哦,真想把生命一分为二,一份赋予青春,一份和春住。
二:伊吾之秋
秋天的伊吾就像一位在天山下沉睡的江南女子,安静祥和。
初到伊吾已是黄昏时分。夕阳中的伊吾笼着一层薄薄的轻雾,像一位蒙着面纱的含羞的姑娘。点点余晖洒在街道两旁微微泛黄的树叶上,闪着金光,也充溢着对我们这群旅游者的热情。
我们的旅店就在县城的一条小街上,干净整洁又不失素雅。来伊吾旅行的人都会到集贸市场去吃饭,也只有在那里,才能体会到经过了一番旅途奔波后家的感觉。
我们相约步行过去。集贸市场就在街道的一个拐角处。我们选了一家川菜馆就餐,得知我们是一群刚毕业不久的大学生,饭馆老板很是热情,带着浓浓的四川口音招呼我们,还免费送我们一盘蒸南瓜。在这样一个清冷的夜里,吃着热腾腾的蒸南瓜,喝着暖暖的砖茶,一阵温暖从心底里升腾起来,就像遇见了十几年未曾谋面的老朋友,似曾相识的感觉化为点点温热。此时,流泪是不合适的。这是份沉淀到心底再细细品味的情意。
回到旅店已是晚上十点多了,此时的伊吾已经沉睡在夜色里,微风吹过,就如丝丝的呢喃或梦呓。爱人轻轻地附在我耳边说:“这里好美啊!”是啊,美已不足以形容睡梦中的伊吾,然而也只有美能够形容。是夜,我们也戒掉了城市的喧哗和浮躁,早早就寝。偶尔经过一辆车,灯光打在窗帘上,一阵恍惚,一如一场梦幻。在这样的夜里,什么事情都可以理解,都值得宽容。
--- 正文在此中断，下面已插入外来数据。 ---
PR #430, opened 2026-03-28
fix(relay): health checks now surface pool state fields from relay /health

arc0btc:
## Problem

`isRelayHealthy()` and `checkRelayHealth()` in `src/utils/relay-health.ts` don't read the relay's pool state fields, causing false-healthy reports when the relay pool is degraded. Closes #429.

**Witnessed in production:** relay reporting `status: ok` while `circuitBreakerOpen: true`, `conflictsDetected: 47`, `effectiveCapacity: 1` — every outbound send burned into the payment path before hitting a 429.

## Changes

**`isRelayHealthy()` (hot path)**
- Now returns `false` when `nonce.circuitBreakerOpen === true`
- No other change — keeps the probe fast and focused

**`checkRelayHealth()` (full diagnostic)**
- Parses the `nonce` pool object from `/health` response
- Flags four conditions as issues:
  - `circuitBreakerOpen === true` → "Relay circuit breaker is open"
  - `poolStatus === "critical"` → "Relay nonce pool is critical"
  - `effectiveCapacity < 5` → "Relay effective capacity degraded (N/total)"
  - `conflictsDetected > 10` → "Relay has N nonce conflicts"
- Includes `poolStatus` in the returned `RelayHealthStatus`

**`formatRelayHealthStatus()`**
- New Pool State section showing status, circuit breaker, capacity, conflicts, lastConflictAt, recommendation

**New types**
- `RelayPoolStatus` interface matching the relay `/health` nonce schema (v1.26.1+)
- `poolStatus?: RelayPoolStatus` field on `RelayHealthStatus`

## Test plan

- [ ] `isRelayHealthy()` returns `false` when relay response includes `nonce.circuitBreakerOpen: true`
- [ ] `isRelayHealthy()` returns `true` when `nonce.circuitBreakerOpen: false` and `status: "ok"`
- [ ] `checkRelayHealth()` issues array includes "Relay circuit breaker is open" when CB open
- [ ] `checkRelayHealth()` issues array includes degraded capacity message when `effectiveCapacity < 5`
- [ ] `checkRelayHealth()` issues array includes conflict count when `conflictsDetected > 10`
- [ ] `checkRelayHealth()` with relay that doesn't return `nonce` object (pre-v1.26) still works (pool checks skipped gracefully)
- [ ] `formatRelayHealthStatus()` output includes Pool State section when poolStatus present

🤖 Generated with [Claude Code](https://claude.com/claude-code)

PR #431, opened 2026-03-28
fix(relay): health check reads pool state fields from /health

Bortlesboat:
Fixes #429

`isRelayHealthy()` and `checkRelayHealth()` only looked at `status === "ok"` from the relay `/health` endpoint, missing the nonce pool state fields that indicate degradation.

**Changes:**
- `isRelayHealthy()` now returns `false` when `circuitBreakerOpen` is true or `poolStatus` is critical
- `checkRelayHealth()` reads all pool state fields and surfaces issues for circuit breaker, critical pool, low effective capacity (<5), and high conflict count (>10)
- `formatRelayHealthStatus()` renders pool state in diagnostic output
- Added `RelayPoolState` interface and `poolState` field on `RelayHealthStatus`
- 9 new tests covering pool state detection in both functions

Backwards compatible — older relays without the `nonce` field in `/health` work the same as before.

### DIFF
--- a/src/utils/relay-health.ts
+++ b/src/utils/relay-health.ts
@@ -79,7 +79,12 @@ export async function isRelayHealthy(network: Network): Promise<boolean> {
 
     const data = await res.json() as {
       status?: string;
-      nonce?: { circuitBreakerOpen?: boolean; poolStatus?: string };
+      nonce?: {
+        circuitBreakerOpen?: boolean;
+        poolStatus?: string;
+        effectiveCapacity?: number;
+        conflictsDetected?: number;
+      };
     };
 
     if (data.status !== "ok") return false;
@@ -88,6 +93,8 @@ export async function isRelayHealthy(network: Network): Promise<boolean> {
     if (data.nonce) {
       if (data.nonce.circuitBreakerOpen) return false;
       if (data.nonce.poolStatus === "critical") return false;
+      if (data.nonce.effectiveCapacity !== undefined && data.nonce.effectiveCapacity < 5) return false;
+      if (data.nonce.conflictsDetected !== undefined && data.nonce.conflictsDetected > 10) return false;
     }
 
     return true;
@@ -163,11 +170,12 @@ export async function checkRelayHealth(network: Network): Promise<RelayHealthSta
       if (poolState.poolStatus === "critical") {
         issues.push("Relay nonce pool is critical");
       }
-      if (poolState.effectiveCapacity < 5) {
-        issues.push(`Relay effective capacity degraded (${poolState.effectiveCapacity}/${poolState.poolAvailable + poolState.poolReserved || 20})`);
+      if (n.effectiveCapacity !== undefined && n.effectiveCapacity < 5) {
+        const total = poolState.poolAvailable + poolState.poolReserved;
+        issues.push(`Relay effective capacity degraded (${n.effectiveCapacity}/${total})`);
       }
-      if (poolState.conflictsDetected > 10) {
-        issues.push(`Relay has ${poolState.conflictsDetected} nonce conflicts`);
+      if (n.conflictsDetected !== undefined && n.conflictsDetected > 10) {
+        issues.push(`Relay has ${n.conflictsDetected} nonce conflicts`);
       }
     }
 
--- a/src/utils/relay-health.ts
+++ b/src/utils/relay-health.ts
@@ -16,11 +16,23 @@ export interface StuckTransaction {
   sponsor_nonce?: number;
 }
 
+export interface RelayPoolState {
+  poolAvailable: number;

早上,一道阳光透过窗帘射进房间里,仿若带着街上清新的空气。我们步行至街上。沿着小街缓缓走着,突然想起吴越王钱镠为其夫人戴妃写过的一句话:陌上花开,可缓缓归矣。爱妃出去赏花,君王不但不急于催促归来,反而写信告知爱妃,陌上的花开了,你可以一边慢慢赏花,一边慢慢归来。这怎能不让戴妃当即落泪?既为这景,更为这情。想必吴越王也是一个至情至性的君王,他一定也深知只有缓缓的步履才能体会这其中的深味。旅行,何尝不是一种与美景对话的过程?
就在这缓缓的脚步声里,我们走过了伊吾城的三条小街。正当我们准备去吃早餐时,一处景致吸引了我们的视线。这是伊吾城的一个小公园,虽小,却亭台楼阁样样俱全。河岸边垂柳颔首敛眉,倒映在平静的湖面上。水中的游鱼就在垂柳的影中悠闲地游来游去。一位年轻的母亲牵着自己的小女儿正在湖边散步。小女孩头发上的蝴蝶结随着小女孩的蹦蹦跳跳一上一下,倒映在水里,就像一条活泼的小鱼。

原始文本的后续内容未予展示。